É tradição, em ambiente alinhado, o prefeito de Gaspar ir e prestigiar a abertura dos trabalhos do ano legislativo na Câmara de Vereadores. É um gesto político. Foi o que aconteceu na sessão ordinária de terça-feira passada. Isto é notícia velha. Em 2023, com Ciro André Quintino, MDB, ensaiou quebrar a escrita. Mas, atrasado Kleber foi lá e pediu desculpas por ter outra agenda inadiável. Isto é observação da notícia velha.

Neste ano, com a presidência da Câmara do mais longevo dos vereadores, José Hilário Melato, PP, Kleber bateu ponto sem atraso, com o vice Marcelo de Souza Brick, PP à tiracolo e um séquito de meia dúzia de comissionados. Eles já sabem que é fim de festa e da improvável continuidade. Kleber fez um pronunciamento burocrático e desanimado como se lia na expressão corporal e no timbre da voz. Para conferir, o vídeo da fala dele está disponível no site da Câmara. 

E por quê disso? Kleber não tinha o que apresentar à cidade. E os cúmplices disso tudo estavam ali bem à sua frente: a Bancada do Amém, com onze (MDB, PP, PSD, PDT e PSDB) dos 13 vereadores. Não é à toa que ele agradeceu, penhoradamente, à “Casa” – onde já foi vereador e presidente dela -, e não exatamente à bancada governista que é no fundo a “Casa”. O que eles podem cobrar, enviam cópia dos papelinhos para os eleitores e eleitoras, mas ninguém é atendido na maioria dos casos, são as centenas de requerimentos.

O que um político de dois mandatos, com ampla maioria na Câmara, com o suposto candidato sucessor do seu legado faria neste ambiente político, que em tese, é a palanque da campanha da continuidade aos líderes políticos que sustentam o seu governo?  No mínimo, uma robusta prestação de contas dos sete anos de mandato, para que dela, não restasse a menor dúvida de que a cidade precisaria de continuidade de um modo de governar e produzir resultados positivos e atualizados para a sociedade.
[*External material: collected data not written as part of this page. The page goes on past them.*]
PR #18, opened 2018-11-06
Add graph class

pfistfl:
Add's a Graph Class and some unit tests for it. 
I have worked around the issue of whether we require GraphNode's / PipeOp's for now


berndbischl:
i iwll merge these quickly now, if they seem to move us forward. we can open issues later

Mais do que isso: os que apoiaram o governo de Kleber, não precisariam passar vergonha ou perrengues na busca de votos e reeleição, neste caso o plano da maioria dos vereadores da base ali presente. 

E olha que Kleber, ainda deixou escapar, que quer voltar a ser prefeito um dia de Gaspar para poder abrir o ano legislativo no futuro. Então…

PASSOU UMA BORRACHA NO PASSADO DE REALIZAÇÕES OU ELE JÁ SE DESBOTOU?

Retomando.

Mas, não. O prefeito Kleber criou um espetáculo virtual, para substituir a tradicional visível cortina de fumaça. 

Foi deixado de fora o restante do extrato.